中国共産党の機関紙、人民日報はトランプ米大統領が掲げる「米国第一」政策が米国民に打撃を与えて同国内で不満をあおっていると指摘し、同大統領の政策に対する異例の直接的批判を展開した。

  16日付の人民日報は論説欄で「米外交の実践を1年余り見てきて、同国が『米国第一』のスローガンの下で進んでいるのが見られたが、同政策の恩恵を感じていない国民からの不満の声は強まりつつある」と記し、「奇妙なことに、米国の貿易政策当局者には聞こえていないようだ」と付け加えた。

  人民日報は約9000万人の党員に指導部の見解を伝える最も知名度の高いメディアで、同日付けの紙面には習近平国家主席が15日ぶりに1面に登場し、党指導部が黄海のリゾート地の北戴河での毎年恒例の政策会議を終えた兆しを伝えた。

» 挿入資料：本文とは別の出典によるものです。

PR #902, opened 2019-07-03
Payroll: Use PPF rate precision

facuspagnuolo:
*Fixing finding 6.6 of the audit report*

### 6.6 Decimal calculations `ONE`, can differ between Price feed and Payroll

| Minor | Open | This issue is currently under review. |

#### Description
The decimal calculation is using a hardcoded `ONE = 10 ** 18`; in both PPF (**uint256**) and Payroll (**uint128**) contracts. 

- In `PPF.sol`:

**code/ppf-contracts/packages/ppf-contracts/contracts/PPF.sol:L11**
```solidity
uint256 constant public ONE = 10 ** 18; // 10^18 is considered 1 in the price feed to allow for decimal calculations
```

- In `Payroll.sol`:

**code/payroll/future-apps/payroll/contracts/Payroll.sol:L32**
```solidity
```

This can result in an issue in some calculations as the types are different (uint128 v.s. uint 256) but mainly for future/thirdparty IFEED interfaces that specify different decimal points for `ONE`. 

#### Examples

- In `PPF.sol`:

**code/ppf-contracts/packages/ppf-contracts/contracts/PPF.sol:L113-L116**
```solidity
function get(address base, address quote) public view returns (uint128, uint64) {
    if (base == quote) {
        return (uint128(ONE), getTimestamp64());
    }
```

- In `Payroll.sol`:

**code/payroll/future-apps/payroll/contracts/Payroll.sol:L627-L630**
```solidity
// Convert amount (in denomination tokens) to payout token and apply allocation
uint256 tokenAmount = _totalAmount.mul(exchangeRate).mul(tokenAllocation);
// Divide by 100 for the allocation percentage and by ONE for the exchange rate precision
tokenAmount = tokenAmount / (100 * ONE);
```

#### Remediation

In `Payroll.sol` where `ONE` is used, read the value from PPF contract, or simply `require` them to be the same.

### DIFF
--- a/future-apps/payroll/contracts/Payroll.sol
+++ b/future-apps/payroll/contracts/Payroll.sol
@@ -601,7 +601,7 @@ contract Payroll is EtherTokenConstant, IForwarder, IsContract, AragonApp {
                 // Convert amount (in denomination tokens) to payout token and apply allocation
                 uint256 tokenAmount = _totalAmount.mul(exchangeRate).mul(tokenAllocation);
                 // Divide by 100 for the allocation percentage and by the exchange rate precision
-                tokenAmount = tokenAmount.div(feed.ratePrecision().mul(100));
+                tokenAmount = tokenAmount.div(100).div(feed.ratePrecision());
 
                 // Finance reverts if the payment wasn't possible
                 finance.newImmediatePayment(token, employeeAddress, tokenAmount, paymentReference);
--- a/future-apps/payroll/contracts/Payroll.sol
+++ b/future-apps/payroll/contracts/Payroll.sol
@@ -39,7 +39,6 @@ contract Payroll is EtherTokenConstant, IForwarder, IsContract, AragonApp {
     bytes32 constant public MODIFY_PRICE_FEED_ROLE = 0x74350efbcba8b85341c5bbf70cc34e2a585fc1463524773a12fa0a71d4eb9302;
     bytes32 constant public MODIFY_RATE_EXPIRY_ROLE = 0x79fe989a8899060dfbdabb174ebb96616fa9f1d9dadd739f8d814cbab452404e;
 
-    uint128 internal constant ONE = 10 ** 18; // 10^18 is considered 1 in the price feed to allow for decimal calculations
     uint256 internal constant MAX_ALLOWED_TOKENS = 20; // prevent OOG issues with `payday()`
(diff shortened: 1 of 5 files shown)


future-apps/payroll/contracts/Payroll.sol
```diff
@@ -601,8 +600,8 @@ contract Payroll is EtherTokenConstant, IForwarder, IsContract, AragonApp {
 
                 // Convert amount (in denomination tokens) to payout token and apply allocation
                 uint256 tokenAmount = _totalAmount.mul(exchangeRate).mul(tokenAllocation);
-                // Divide by 100 for the allocation percentage and by ONE for the exchange rate precision
-                tokenAmount = tokenAmount / (100 * ONE);
+                // Divide by 100 for the allocation percentage and by the exchange rate precision
+                tokenAmount = tokenAmount.div(feed.ratePrecision().mul(100));
```
```suggestion
                tokenAmount = tokenAmount.div(100).div(feed.ratePrecision());
```

Might be a bit clearer. We could also remove the safe math, since division does nothing.

I was also wondering if it's worth the PITA to do this in assembly so we can use a static call... I can't see the price feed re-entering into this contract, but it's possible it'd be able to change rates on the spot or do something else funny in itself on this call.

Although, of course, we already know the price feed is pretty much a trusted component at this point 😉.

facuspagnuolo: Yea, I'd skip the staticcall for now, we'd have to handle reverts as well

future-apps/payroll/contracts/Payroll.sol
```diff
@@ -601,8 +600,8 @@ contract Payroll is EtherTokenConstant, IForwarder, IsContract, AragonApp {
 
                 // Convert amount (in denomination tokens) to payout token and apply allocation
                 uint256 tokenAmount = _totalAmount.mul(exchangeRate).mul(tokenAllocation);
-                // Divide by 100 for the allocation percentage and by ONE for the exchange rate precision
-                tokenAmount = tokenAmount / (100 * ONE);
+                // Divide by 100 for the allocation percentage and by the exchange rate precision
+                tokenAmount = tokenAmount.div(100).div(feed.ratePrecision());
```
sohkai: Actually, another thought on this, we could cache this value before going into the for loop since it'll always be the same.

facuspagnuolo: sure, will do that in the last PR to avoid triggering the CI again 😓

PR #903, opened 2019-07-04
Payroll: Add payroll remainders as accrued salary

facuspagnuolo:
*Fixing finding 6.3 of the audit report*

### 6.3 Employee may lose up to a second of the salary

| Medium | Open | This issue is currently under review. |

#### Description

An employee can lose up to a second of their salary on calling `payday` function. It happens if the employee requests a specific amount of money that cannot be formed by multiplying salary-per-second base-unit `denominationTokenSalary` and any amount of seconds. On that case, rounding is done in favour of an employer. 

**code/payroll/future-apps/payroll/contracts/Payroll.sol:L751-L759**
```solidity
uint256 timeDiff = _paidAmount.div(employee.denominationTokenSalary);

// We check if the division was perfect, and if not, take its ceiling to avoid giving away
// tiny amounts of salary.
// Employees may lose up to a second's worth of payroll if they use the "request partial
// amount" feature or reach salary amounts that get capped by uint max.
if (timeDiff.mul(employee.denominationTokenSalary) != _paidAmount) {
    timeDiff = timeDiff.add(1);
}
```

This issue has also been [discussed](https://github.com/aragon/aragon-apps/tree/payroll-readme/future-apps/payroll#losing-one-second-of-pay-when-using-partial-payments) by the project team.

#### Remediation

While losing up to a second might not sound like a big issue, it can be easily fixed by adding this rounding error to the accrued salary of the employee instead of just keeping it to the employer. Adding this to the accrued salary, might have side-effects e.g. that a terminated employee cannot immediately be removed from storage after cashing out, because `payday` accounted the lost fraction of a second to accrued salary.

### DIFF
--- a/future-apps/payroll/contracts/Payroll.sol
+++ b/future-apps/payroll/contracts/Payroll.sol
@@ -655,7 +655,41 @@ contract Payroll is EtherTokenConstant, IForwarder, IsContract, AragonApp {
             // No need to use SafeMath here as we already know _paymentAmount > accruedSalary
             currentSalaryPaid = _paymentAmount - accruedSalary;
         }
-        employee.lastPayroll = _getLastPayrollDate(_employeeId, currentSalaryPaid);
+        _updateEmployeeLastPayrollDate(_employeeId, currentSalaryPaid);
+    }
+
+    /**
+     * @dev Update the last payroll date for an employee based on the requested payment amount. If the requested amount
+     *      cannot be represented by a multiple of the employee's salary per second, it will be added as accrued salary.
+     * @param _employeeId Employee's identifier
+     * @param _paidAmount Requested amount to be paid to the employee
+     */
+    function _updateEmployeeLastPayrollDate(uint256 _employeeId, uint256 _paidAmount) internal {
+        Employee storage employee = employees[_employeeId];
+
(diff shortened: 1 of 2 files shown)


future-apps/payroll/contracts/Payroll.sol
```diff
@@ -655,7 +655,41 @@ contract Payroll is EtherTokenConstant, IForwarder, IsContract, AragonApp {
...
+        if (timeDiff.mul(employee.denominationTokenSalary) != _paidAmount) {
+            timeDiff = timeDiff.add(1);
+            // No need to use SafeMath here, we already now that _paidAmount is lower than its ceil
+            uint256 remainder = timeDiff.mul(employee.denominationTokenSalary) - _paidAmount;
+
+            uint256 currentAccruedSalary = employee.accruedSalary;
+            uint256 newAccruedSalary = currentAccruedSalary + remainder;
+            if (newAccruedSalary < currentAccruedSalary) {
+                newAccruedSalary = MAX_UINT256;
+            }
```
sohkai: I think we can just use `employee.accruedSalary = employee.accruedSalary.add(remainder)` here; it should be impossible for this to overflow (we always reset accrued salary first).

facuspagnuolo:
Thanks @sohkai for #906, it looks much clearer now 😄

  この論説の筆者は人民日報国際部が使用するペンネームである「鐘声」とされている。ワシントンのシンクタンク、センター・フォー・アドバンスト・チャイナ・リサーチのプレジデント、デービッド・ギッター氏はこのペンネームについて、「中国共産党が他国に警告を発したり、外国の反対派を攻撃するために使われるケースが多い」と指摘。16日の論説は本質的に、貿易戦争で「トランプ氏が先に目をつぶる必要があるというメッセージを送っている」と分析した。

原題:China Says Trump’s ‘America First’ Policies Are Hurting U.S.(抜粋)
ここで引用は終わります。